INPUT MATERIAL:
PR #198, opened 2026-04-25
Fix type pretty-printing for void pointers.

kquick:
It's possible (but not wise) to construct a `PtrTo PtrOpaque`, which will incorrectly be emitted with a following asterisk, resulting in something like `store ptr %0, ptr* %2, align 8`, which is invalid because ptr is void and does not allow additional pointer indirection.

This fix detects this construction and avoids the extra indirection, which will be rejected by the LLVM tools.

### DIFF
--- a/src/Text/LLVM/PP.hs
+++ b/src/Text/LLVM/PP.hs
@@ -477,7 +477,9 @@ ppType :: Fmt Type
 ppType (PrimType pt)     = ppPrimType pt
 ppType (Alias i)         = ppIdent i
 ppType (Array len ty)    = brackets (integral len <+> char 'x' <+> ppType ty)
-ppType (PtrTo ty)        = ppType ty <> char '*'
+ppType (PtrTo ty)        = ppType ty <> case ty of
+                                          PtrOpaque -> mempty
+                                          _ -> char '*'
 ppType PtrOpaque         = "ptr"
 ppType (Struct ts)       = structBraces (commas (map ppType ts))
 ppType (PackedStruct ts) = angles (structBraces (commas (map ppType ts)))


RyanGlScott:
I think I am on board with this approach, although I don't think this completely solves the problem of intermixing `PtrTo` and `PtrOpaque`.

The discussion in https://github.com/GaloisInc/llvm-pretty-bc-parser/issues/262 is highly relevant to this change. Ideally, `llvm-pretty-bc-parser` wouldn't generate an `llvm-pretty` AST that contains `PtrTo PtrOpaque` in the first place, since that mixes pointer syntaxes from different LLVM versions that were never meant to be combined. That being said, accomplishing this is easier said than done. `llvm-pretty-bc-parser` aims to be backwards-compatible with multiple LLVM versions, and since there isn't a straightforward way to figure out whether a given LLVM bitcode file corresponds to a particular version, `llvm-pretty-bc-parser` sometimes has to guess what pointer syntax to use (see https://github.com/GaloisInc/llvm-pretty-bc-parser/issues/262#issuecomment-1789408493), resulting in oddities like `PtrTo PtrOpaque`.

The change in this PR works around the problem by pretty-printing types like `ptr*` as `ptr`. Strictly speaking, this PR fixes https://github.com/GaloisInc/llvm-pretty-bc-parser/issues/262, as `llvm-pretty-bc-parser` will no longer generate completely ill-formed types such as `ptr*`. That being said, this PR doesn't solve the more general problem of mixing the two pointer syntaxes in the same file. Even with this PR, there still situations where `llvm-pretty-bc-parser` will incorrectly generate ASTs involving both `PtrTo` and `PtrOpaque`. For instance, consider an LLVM bitcode file generated from this C program:

```c
int f(int x[2]) {
    return x[1];
}
```

If you compile this to bitcode using a recent version of Clang (using `clang -O2 -emit-llvm -c`) and disassemble it using `llvm-dis`, the output will look something like this:

```llvm
define i32 @f(ptr %x) {
  %p = getelementptr i8, ptr %x, i64 4
  %r = load i32, ptr %p, align 4
  ret i32 %r
}
```

On the other hand, if you round-trip the bitcode file through `llvm-pretty-bc-parser` and pretty-print it using `llvm-pretty`, the output will instead look like:

```llvm
define default i32 @f(ptr %x) {
; <label>: 0
  %p = getelementptr i8, ptr %x, i64 4
  %r = load i32, i8* %p, align 4
  ret i32 %r
}
```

EXERCISE DESCRIPTION:
If a line in the records has the word "structBraces", copy that line.

OUTPUT FOR THIS EXERCISE:
 ppType (Struct ts)       = structBraces (commas (map ppType ts))
 ppType (PackedStruct ts) = angles (structBraces (commas (map ppType ts)))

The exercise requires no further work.